Supplemental winter lights
Steve Marak via pbs (Sat, 26 Feb 2022 10:44:11 PST)

Hi Ken,

That is a rabbit hole, as the lumen unit is biased for how our eyes
respond to light rather than how plants do or the power distribution of
the light. (Your careful wording suggests you're aware of that!)

I Googled the BML SPYDR, since that isn't one I've used. It's clearly a
high-end unit with a lot of careful design and attention to detail
behind it. I particularly like that they under-drive the LEDs; LEDs can
last for many years if not run too hot but a lot of cheaper fixtures do
that to cut cost.

Where I use artificial light, it's the primary source, so I can't help
much with it as supplemental lighting. As Leo mentioned, unless you use
long-life fluorescent tubes, which cost more, their light output will
decline quite a bit, often within a year and nearly always within 2.
Long-life tubes hold much more of their rated output much longer, but I
still prefer LEDs. Distribution is also important when considering a
single higher output fixture vs 2 or more lower output. None of which
addresses your question about amount of light in lumens, of course.

Best to measure, if you can. If you have access to a PAR meter, measure
the PAR flux you have now, which is clearly working, and then attempt to
match that when/if you have to replace the fixture. If no PAR meter,
well ... the purists will be outraged, but I'd just use a cheap meter
that measured lux/lumens to get a base reading on what you have now. Not
the data you really want but I don't think it's completely useless either.

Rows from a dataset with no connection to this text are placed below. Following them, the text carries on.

Issue #752, opened 2023-07-05
Adding access control to CI providers and other resources


jaimergp:
This comes from https://github.com/conda-forge/conda-forge.github.io/issues/1875

---

I've been thinking about how to implement opt-in CI access control for Travis and other services we might have in the future. I think a potential solution might be formulated like this:

* We will open a new `resource-access/` directory (or something like that)in this repository.
* This directory will contain a number of files (e.g. TXT files), one per resource where we are providing opt-in mechanisms:
* Each TXT file will simply list which feedstocks should have access to that resource, similar to what we do with the osx-arm64 migration file.

For example:

```
resource-access/
  travis_ci.txt
  a_gpu_provider.txt
  some_aws_credits.txt
  long_running_jobs.txt
```

```
# travis_ci.txt
numpy
scipy
```

```
# long_running_jobs.txt
tensorflow
pytorch
```

The workflow would be something like this:

1. A feedstock maintainer opens a PR adding their feedstock to the desired service file. Different services might need different application requirements; these could be added as comments at the top of the file or something.
2. The core team will review the application and merge if accepted.
3. Once merged, automation machinery will get the diff of the new change and register the feedstock for the new service. Each service might require different automation.
4. A cronjob will run every now and then to make sure that all listed feedstocks have access to the service, and will fix it if needed.

The cronjob might be tricky to set up so an alternative it's two have a three file set-up for each service, similar to what we do with the broken/not_broken infra:

* `the_service.txt` -- to be modified by the automation infrastructure, not the user; maybe in a different repository to make sure human errors are prevented. This is here for our own record keeping so we know who has access to what service, quickly.
* `grant-access/the_service.txt` -- the input file to signal the automation to add this feedstock to the service
* `revoke-access/the_service.txt` -- the input file to signal the automation to remove access to this feedstock.

Thoughts?

PR #767, opened 2023-07-26
Opt-in resources request mechanism

jaimergp:
WIP. See https://github.com/conda-forge/admin-requests/pull/767#issuecomment-1695343785

Closes https://github.com/conda-forge/admin-requests/issues/752.


access_control.py
```diff
@@ -0,0 +1,221 @@
...
+
+def process_access_control_requests():
+    """Process access control requests"""
+    print("Processing access control request")
+    _process_access_control_requests("grant_access", remove=False)
+    _process_access_control_requests("revoke_access")
+
+
+def _process_request_for_feedstock(feedstock, resource, remove, policy_args):
+    feedstock_clone_path = f"/tmp/{feedstock}"
```
jaimergp, line 75: We should use stdlib's `tempfile` here instead.

grant_access/example.txt
```diff
@@ -0,0 +1,3 @@
+# filename must match the target resource
+# file contents: feedstock name(s), sans -feedstock, one per line
+foo-feedstock
```
jaimergp, line 3:
```suggestion
foo
```

For consistency with the other parts of `admin-requests`, this should work _without_ the -feedstock suffix. Can you double check this is true? Thanks

aktech:
This PR adds the ability to request grant/revoke access to an Opt-in ci resource (cirun in this case).

This depends on https://github.com/conda-forge/conda-smithy/pull/1703/, which adds this functionality in the `conda-smithy` CLI, See this https://github.com/conda-forge/conda-smithy/pull/1703#issuecomment-1695300650

### Requesting or Revoking CI Resources Access

For specific CI resources that are available on an opt-in basis, you can request access by submitting a PR with your feedstock name added to a relevant file under the `grant_access/` directory. If you wish to revoke access, please make changes in the `revoke_access/` directory.

List of opt-in resources:

- **GPU CI**:
  - `cirun-gpu-runner.txt`: Grants access to the GPU runner on the main branch only.
  - `cirun-gpu-runner-pr.txt`: Provides GPU runner access for pull requests as well.
 
more of these will be added later, this is to get us started.

We're using txt files, for this via PR mechanism for the following reasons:
- consistency with other mechanisms like broken/not-broken, archive/un-archive
- dumb method for people to request/revoke access, with low possibility of errors/issues. We're eventually updating the `.access.yml` (to be created) file in the `.cirun` repo ([example](https://github.com/cirunlabs/.cirun/edit/main/.access.yml)) eventually, this txt file method with concurrency one, also avoids creating conflicts in the `.access.yml` file.

environment.yml
```diff
@@ -8,3 +8,9 @@ dependencies:
   - requests
   - conda-smithy
   - pygithub
+#  - cirun
+#  - conda-smithy
+# TEMP Remove pip install after testing
+  - pip:
+    - git+https://github.com/jaimergp/conda-smithy.git@gha-self-hosted-cirun
+    - git+https://github.com/aktechlabs/cirun-py.git@main
```
jaimergp, line 16: We need to release these two before merging. Can you get started with `cirun-py` or are you expecting more changes there?

access_control.py
```diff
@@ -0,0 +1,225 @@
...
+import sys
+import tempfile
+from pathlib import Path
+
+import requests
+from ruamel.yaml import YAML
+
+GH_ORG = os.environ.get("GH_ORG", "conda-forge")
+
+CIRUN_FILENAME_RESOURCE_MAPPING = {
```
jaimergp, line 17: This is the configuration dictionary that maps `{grant,revoke}_access/<name>.txt` to an actual resource in ... `.access_control.yml`? Or where? Can you document the expected schema with a `#: comment` on top?

access_control.py
```diff
@@ -0,0 +1,225 @@
...
+        "resource": "cirun-gpu-runner",
+        "policy_args": ["pull_request"]
+    }
+}
+
+
+ACCESS_YAML_FILENAME = ".access_control.yml"
+
+
+def _get_access_control_files(path):
```
jaimergp, line 31: Let's add simple docstrings and minimal type hints to all functions. This is the "get the input files" function, right?

access_control.py
```diff
@@ -0,0 +1,225 @@
...
+
+
+def _get_filename_feedstock_mapping(path):
+    access_files = _get_access_control_files(path)
+    file_name_feedstock_mapping = {}
+    for file_path in access_files:
+        with open(file_path, "r") as f:
+            feedstocks = f.readlines()
+            feedstocks = [feedstock.strip() for feedstock in feedstocks]
+            file_name = file_path.parts[-1].strip(".txt")
```
jaimergp, line 46: This should be its own function I think (parse an individual input file)

access_control.py
```diff
@@ -0,0 +1,225 @@
...
+            file_name_feedstock_mapping[file_name] = feedstocks
+    return file_name_feedstock_mapping
+
+
+def _process_access_control_requests(path, remove=True):
+    print(f"Processing access control requests for {path}")
+    grant_access_request = _get_filename_feedstock_mapping(path)
+    for filename, feedstocks in grant_access_request.items():
+        if filename in CIRUN_FILENAME_RESOURCE_MAPPING:
+            resource_mapping = CIRUN_FILENAME_RESOURCE_MAPPING.get(filename)
```
jaimergp, line 56: Simplify to:

```suggestion
        resource_mapping = CIRUN_FILENAME_RESOURCE_MAPPING.get(filename)
        if resource_mapping:
```

access_control.py
```diff
@@ -0,0 +1,225 @@
...
+            resource = resource_mapping.get("resource")
```
jaimergp, line 57: Can this be absent? Or is it always expected?

access_control.py
```diff
@@ -0,0 +1,225 @@
...
+    for file_path in access_files:
+        with open(file_path, "r") as f:
+            feedstocks = f.readlines()
+            feedstocks = [feedstock.strip() for feedstock in feedstocks]
+            file_name = file_path.parts[-1].strip(".txt")
+            file_name_feedstock_mapping[file_name] = feedstocks
+    return file_name_feedstock_mapping
+
+
+def _process_access_control_requests(path, remove=True):
```
jaimergp, line 51: Why `remove=True`? I would expect requests to _grant_ access be more common than those _revoking_. I'd change the default to False.

access_control.py
```diff
@@ -0,0 +1,225 @@
...
+                )
+                action = "remove" if remove else "add"
+                update_access_yaml(resource, feedstock_repo, action=action)
+
+
+def process_access_control_requests():
+    """Process access control requests"""
+    print("Processing access control request")
+    _process_access_control_requests("grant_access", remove=False)
+    _process_access_control_requests("revoke_access")
```
jaimergp, line 73: Be explicit about the remove kwarg here too.

access_control.py
```diff
@@ -0,0 +1,225 @@
...
+
+
+def _process_request_for_feedstock(feedstock, resource, remove, policy_args):
+    feedstock_clone_path = tempfile.mkdtemp()
```
jaimergp, line 77: Do not forget to delete when done.

access_control.py
```diff
@@ -0,0 +1,225 @@
...
+    clone_cmd = f"git clone --depth 1 https://github.com/{GH_ORG}/{feedstock}.git {feedstock_clone_path}"
+    print(f"Cloning: {clone_cmd}")
+    subprocess.run(
+        clone_cmd,
+        shell=True,
+    )
+
+    register_ci_cmd = [
+        "conda-smithy register-ci",
+        f"--organization {GH_ORG}",
```
jaimergp, line 88:
```suggestion
        f"--organization={GH_ORG}",
```
Or separate it in two tokens. But this will fail if separated by a space because it will be taken as a single command.

jaimergp: Ah no wait, you are joining everything after. Hm, in that case why create a list to begin with?

access_control.py
```diff
@@ -0,0 +1,225 @@
...
+    subprocess.check_call(register_ci_cmd_str,
+        shell=True,
+    )
+
+
+def check_if_repo_exists(feedstock_name):
+    repo = f"{feedstock_name}-feedstock"
+    owner_repo = f"{GH_ORG}/{repo}"
+    print(f"Checking if {owner_repo} exists")
+    response = requests.get(f"https://api.github.com/repos/{owner_repo}")
```
jaimergp, line 117: To save API calls (I know 😂) we usually just query the regular website, as in:

```suggestion
    response = requests.get(f"https://github.com/{GH_ORG}")
```

access_control.py
```diff
@@ -0,0 +1,225 @@
...
+    _check_for_path("revoke_access")
+
+def _commit_after_files_removal(push=True):
+    subprocess.check_call(
+        "git add .",
+        shell=True,
+    )
+
+    subprocess.check_call(
+            "git commit --allow-empty -am 'Remove access control files'",
```
jaimergp, line 143: What's the reason behind --allow-empty? Are we expecting no files to be added? Can we check for that and save the commit just in case we don't have to do anything?

access_control.py
```diff
@@ -0,0 +1,225 @@
...
+    print(f"Updating {filename}")
+    yaml = YAML()
+    yaml.indent(mapping=2, sequence=4, offset=2)  # Indent settings for 2-space mapping
+
+    with open(filename, 'r') as f:
+        content = yaml.load(f)
+
+    # If resource doesn't exist, create it
+    if resource not in content['access_control']:
+        content['access_control'][resource] = []
```
jaimergp, line 186:
```suggestion
    content['access_control'].setdefault(resource, [])
```

access_control.py
```diff
@@ -0,0 +1,225 @@
...
+
+    if action == "add":
+        # Check if feedstock already exists
+        if any(entry["feedstock"] == feedstock_name for entry in content['access_control'][resource]):
+            print(f"Feedstock {feedstock_name} already exists under {resource}. Skipping addition.")
```
jaimergp, line 191: Is there a scenario where a feedstock can be added to the same resource twice, maybe with different policies? 🤔 I cannot think of anything but double checking.

.access_control.yml
jaimergp, line 1: We need to document this schema somewhere and validate it in a minimal way.

access_control.py
```diff
@@ -0,0 +1,225 @@
...
+            return
+
+        entry = {"feedstock": feedstock_name}
```
jaimergp, line 194: Your example `.access_control.yml` shows entries with a policy key too, but this line hardcodes that item to a single-key dictionary. How are we handling policies then?

access_control.py
```diff
@@ -0,0 +1,225 @@
...
+        content['access_control'][resource].append(entry)
+
+    elif action == "remove":
+        if not content['access_control'][resource]:
+            print(f"No feedstock found under resource {resource}.")
+            return
```
jaimergp, line 200: This should be an error I think?

access_control.py
aktech: I forgot to remove the policies key from the `.access_control`, we do not have the policy name here in `admin-requests`. My assumption is it won't be tracked in `.access_control`.

access_control.py
aktech: I think accidentally left the `allow-empty`

access_control.py
aktech: Only for readability purpose

access_control.py
aktech: This is always expected, I have removed the `.get` and now directly accessing it.

isuruf (commented):
AFAICT, a user adds a `grant_access/cirun-gpu-runner.txt` file with the feedstock name in it and then the action here reads it, grants access and adds it to `.access_control.yml` and deletes `grant_access/cirun-gpu-runner.txt`.

This is a bit strange and different from other mechanisms where the name of the file does not matter and there are no conflicts because people are using different file names.

jaimergp:
Oh, that's an excellent point. That's going to cause churn. Perhaps we need to change the system so we have a `resource<space>feedstock` line syntax, or at this point just require a simple YAML?

isuruf:
Or just subfolders. `grant_access/cirun-gpu-runner/example.txt`

revoke_access/gpu-runner-pr/example.txt
```diff
@@ -0,0 +1,3 @@
+# filename must match the target resource
```
isuruf, line 1:
```suggestion
```

isuruf:
@jaimergp, @aktech, this is good to go right?

(We need https://github.com/conda-forge/conda-smithy/pull/1793 to clean this PR a little bit and https://github.com/conda-forge/conda-smithy/pull/1794 to handle the teams correctly, but it should be possible to test without them)

README.md
```diff
@@ -53,3 +53,16 @@ If you want to request a feedstock to be unarchived, follow the same steps but f
...
+Certain CI resources are opt-in only. If you want to request access to these resources, please
+submit a PR adding your feedstock name to an appropriately-named file in `grant_access/`. Conversely, to revoke
+access to a certain resource, use the `revoke_access/` directory.
+
+Available opt-in resources:
+
+- Travis CI: `travis.txt`
+- GPU CI:
+  - `cirun-gpu-runner.txt`: access to GPU runner on main branch only.
+  - `cirun-gpu-runner-pr.txt`: access to GPU runner on pull requests as well.
```
jaimergp, line 68: These docs are out of date I think. We are using directory names now.

jaimergp:
> this is good to go right?

I think so. There might be typos, mismatching identifiers, or simple errors that we will easily reveal once we try this live. The docs (as per comment above) seem to be outdated too, but I suggest we amend them once we know it's working. 

One possible pain point is the maintenance of the access_control YAML here (for bookkeeping), because it might become a conflict source across PRs, so we need to ensure it's written in a consistent way (sort keys, etc). Again the kind of thing we will easily observe live.

isuruf:
I ran this on a different branch and fixed a bunch of failures.
Need https://github.com/conda-forge/conda-smithy/pull/1799 and https://github.com/conda-forge/conda-smithy/pull/1796

conda-forge-daemon:
This is ready for a review now.

isuruf:
This is ready for a review now.

access_control.py
```diff
@@ -0,0 +1,428 @@
...
+            subprocess.check_call(
+                [
+                    'conda', 'smithy', 'generate-feedstock-token',
+                    '--unique-token-per-provider',
+                    '--feedstock_directory', feedstock_dir,
+                    *owner_info,
+                ]
+            )
+
+            print("Register new feedstock token with provider and feedstock-tokens repo.")
```
beckermr, line 251: We need to double check that smithy, our tokens repo, and the webservices are properly interacting with the unique tokens. I don't recall how much testing I have done.

isuruf: I checked and it works as intended. (At least for github actions as the provider)

beckermr: Ah just so I am clear. You looked in the tokens repo, the json was formatted correctly, and the tokens on the other CI providers we did not touch still work?

isuruf: Yes to both.

beckermr: great! thank you for making sure all of the details worked!

beckermr (approved):
LGTM!

isuruf:
Thanks for the review. I'll start some docs PRs.

jaimergp:
Awesome! Thanks! Please ping me in the docs PR when needed!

Plants are amazingly good at harvesting photons across the visible
spectrum, even green ones (related geek content below), and my personal
experience is that as long as the color temperature of the light is high
enough (because that ensures there's some up in the blue region),
there's considerable latitude in what works, even if it's not precisely
optimal - which is what I'd expect. High enough for me is 5000 K, though
I prefer 5500-6300 K. As Leo also pointed out, color temperature as we
use it for artificial light sources doesn't mean the spectrum is what a
real physics black body at that temperature would produce - that's
another rabbit hole - but I haven't found spectrum to be an issue either
except in a few fringe cases.

Sorry about the length, and that I don't have better advice.

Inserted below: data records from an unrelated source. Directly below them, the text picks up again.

PR #774, opened 2023-07-28
Remove Quarto packages affected by packaging bug

mfisher87:
Hello, I'm sad to request a large number of Quarto packages to be removed from `conda-forge`. 

We found that a patch was causing unintended (and very bad) behavior when using Quarto to install TinyTeX. The intent of the patch was to enable the Quarto conda package to install TinyTex into the current conda environment instead of to the path Quarto normally uses, `~/.TinyTex`.  The unintended result of the patch was that `quarto install tinytex` **overwrites** the entire conda environment with a TinyTeX installation.

A discussion between feedstock maintainer and Quarto devs yielded a decision to remove that patch. Quarto's own packages and conda-forge packages will all look for TinyTeX in, and install TinyTeX to, the same `~/.TinyTeX` location. Versions `1.3.433-1` and `1.3.427-2` were released to fix the latest versions.

Long-term, we [want to enable the Quarto conda package to get its TinyTeX dependency from `conda-forge`](https://github.com/conda-forge/quarto-feedstock/issues/26).

For discussion on marking these packages broken by packaging maintainers and Quarto devs, start here:

https://github.com/conda-forge/quarto-feedstock/issues/25

:heart:  Thank you for your time!

## Checklist:

    for token resets)


mfisher87:
@conda-forge/core is there anything I can do to help make a decision on this request?

Thanks for your time :)

PR #787, opened 2023-08-10
mark libcxx 17.0.0.rc1 as broken on osx

h-vetinari:
Needs fixing because it's messing up clang (only in the rc-label, but still), as it still pulls in 17.0.0.rc1 on a MacOS 10.9 runtime even though it hard a run-constraint >=10.13.

### DIFF
--- a/broken/libcxx.txt
+++ b/broken/libcxx.txt
@@ -1,0 +1,1 @@
+osx-64/libcxx-17.0.0.rc1-hb5c98a3_0.conda


h-vetinari:
@beckermr, CI here fails because only checks the main channel. Should this PR still work to mark a build under a label (here `llvm_rc`) as broken? If not, how could I do that?

beckermr:
You can mark it by hand on anaconda.org. I can add you to our account since you are in core.

h-vetinari:
> You can mark it by hand on anaconda.org. I can add you to our account since you are in core.

Cool thanks! I don't think I have an account on anaconda.org (and it doesn't look like it supports signup via github) - I guess I need to create one?

beckermr:
Yep. Create one and dm your username.

h-vetinari:
Thanks! I'll close this PR then.

PR #792, opened 2023-08-13
archive neworder

virgesmith:
see https://github.com/conda-forge/neworder-feedstock/issues/28

## Checklist:

    for token resets)

### DIFF
--- a/archive/repo.txt
+++ b/archive/repo.txt
@@ -1,0 +1,1 @@
+neworder


h-vetinari:
Any rationale for archiving? (I don't see one in the other issue either)

I don't know the history of this feedstock, and I'm not against archiving of course, just curious what's up.

jaimergp:
Looks like it's more of a project decision than anything else: https://github.com/virgesmith/neworder/issues/81 & https://github.com/conda-forge/neworder-feedstock/pull/27#issuecomment-1567108361

I don't think we should archive it just because the upstream maintainers don't want to invest energy in it (which is totally valid, don't get me wrong). @virgesmith you are free to remove yourself from the maintainers in the feedstock; maybe someone will take over. I don't know if we have a precedent for an "empty" maintainers list but worst case we can add a filler.

ocefpaf:
> I don't know if we have a precedent for an "empty" maintainers list but worst case we can add a filler.

We don't. Usually a core members steps in for abandoned packages. I'll add myself just in case and the current maintainers can remove themselves.

virgesmith:
Thanks @jaimergp and @ocefpaf, I've removed myself. I don't have the bandwidth to maintain conda packages (as you suspected) but it's still on pypi. I don't think there's any great need for it to continue be maintained here, but happy for you to take over if you so wish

Geek content - I stumbled on this fascinating article a year or so back:
https://quantamagazine.org/why-are-plants-green-to…

Steve

On 2/25/2022 1:43 PM, Kenneth Preteroti wrote:

 Steve I appreciate your comments and the comments sent to the group
and to me privately. I accept that the cost to benefit ratio of high
end LED’s is not reasonable. I will continue to use my old BML lights
(I believe they are equivalent to a 600 watt metal halide not 1000
watts as I previously stated) to supplement the sunlight in the winter
months. When the BML lights fail I will look to purchase economical
lights.

One question which is the rabbit hole you may not wish to go down.
Using lumens as a measuring unit (because that’s what is printed on
the shop light box and fluorescent bulbs) a 2 bulb 4’ T5HO 108 watt
fixture puts out 10000+ lumens while the 2 bulb 4’ 40 watt shop light
puts out 4000+ lumens. What are your thoughts on the amount of
supplemental light?

Ken P
New Jersey, USA
Zone 7a

The past was erased, the erasure was forgotten, the lie became truth.